Releasing its draft report on the framework for workplace relations, the Productivity Commission says factors such as limited English skills and a lack of awareness with regard to basic rights meant foreign workers face special risk of exploitation despite being covered on the Fair Work Act, whilst an estimated 50,000 migrants who were working illegally were particularly vulnerable because of reluctance to report unsatisfactory working conditions to authorities.

It said the Fair Work Ombudsman should be given more resources to conduct investigations and audits and suggested that recommendations from a review of the 457 visa program last year including greater deterrents for employers be expanded to cover all employment related visa classes.

The Commission also said employers who abuse rights of migrant workers be forced to pay a fine equal to no less value than any underpayment of wages or conditions which occurred during a worker’s duration of employment as well as penalties for breaching the Migration Act – a move it said would address a current phenomenon whereby employers could still actually gain financially from hiring and exploiting migrant workers even where they get caught as employers are not required to pay the difference between what the worker was actually paid and the value of their entitlements under the Fair Work Act.

Meanwhile, the Commission made a number of recommendations on other matters which affect the construction sector, including:

  • Allowing a limited menu of bargaining options to address the most serious deficiencies of the enterprise bargaining system in terms of greenfields agreements
  • Tweaking rules relating to industrial action by simplifying overly complex ballot processes, tightening rules on aborted strikes and brief stoppages and providing employers with more graduated options for retaliatory action other than locking out the workforce
  • Recalibrating the test for sham contracting to make it less easy for employers to escape prosecution.

Overall, the Commission said Australia’s system for workplace relations was working well and needed ‘repair not replacement’.

It said whilst a number of deficiencies needed to be addressed, our labour market performance and flexibility was relatively favourable by global standards, with strike activity being low, remuneration levels being responsible to economic conditions and the existence of multiple forms of employment arrangements with flexible options for working.

However, building industry lobby groups expressed disappointment, saying the report failed to address concerns raised by the corporate sector particularly in the area of union-wide pattern bargaining practices.
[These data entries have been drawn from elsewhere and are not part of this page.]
PR #4468, opened 2018-08-22
Misc. Fixes

protich:
Collection of fixes for v1.11.x

### DIFF
--- a/include/class.filter.php
+++ b/include/class.filter.php
@@ -369,6 +369,7 @@ class Filter {
         $sql='DELETE FROM '.FILTER_TABLE.' WHERE id='.db_input($id).' LIMIT 1';
         if(db_query($sql) && ($num=db_affected_rows())) {
             db_query('DELETE FROM '.FILTER_RULE_TABLE.' WHERE filter_id='.db_input($id));
+            db_query('DELETE FROM '.FILTER_ACTION_TABLE.' WHERE filter_id='.db_input($id));
         }
 
         return $num;
--- a/include/class.queue.php
+++ b/include/class.queue.php
@@ -253,6 +253,7 @@ class CustomQueue extends VerySimpleModel {
                 'topic_id',
                 'created',
                 'est_duedate',
+                'duedate',
             )
         );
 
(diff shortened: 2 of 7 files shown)


include/class.filter.php
```diff
@@ -369,6 +369,7 @@ function delete() {
         $sql='DELETE FROM '.FILTER_TABLE.' WHERE id='.db_input($id).' LIMIT 1';
         if(db_query($sql) && ($num=db_affected_rows())) {
             db_query('DELETE FROM '.FILTER_RULE_TABLE.' WHERE filter_id='.db_input($id));
+            db_query('DELETE FROM '.FILTER_ACTION_TABLE.' WHERE filter_id='.db_input($id));
```
aydreeihn: This works, however, as a result of some of our latest commits, the filter_id on filter actions isn't being set. I'll look into it

include/class.format.php
```diff
@@ -529,6 +529,10 @@ function __formatDate($timestamp, $format, $fromDb, $dayType, $timeType,
         if (!$timestamp || !($datetime = DateTime::createFromFormat('U', $timestamp)))
             return '';
 
+        // Normalize timezone
+        if ($timezone)
+            $timezone = Format::timezone($timezone);
```
aydreeihn: Where were the timezones invalid before? From what I tested the timezone showed the same before and after this code.

include/class.queue.php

“The Productivity Commission Draft Report on the industrial relations framework downplays a number of concerns expressed by employers about the capacity of the industrial relations system to deliver improved productivity, competitiveness and business investment,” Master Builders Australia Chief Executive Officer Wilhelm Harnisch said in a statement.

Throughout recent years, the foreign worker visa system has been the subject of significant contention, with unions claiming the system was ripe with abuse but employer groups defending the program as necessary in order to address skills shortages.

Earlier this year, Taiwanese company Chia Tung Development Corporation was ordered to pay more than $870,000 worth of back pay to migrant building workers on sites on the Narrabri and Illawarra.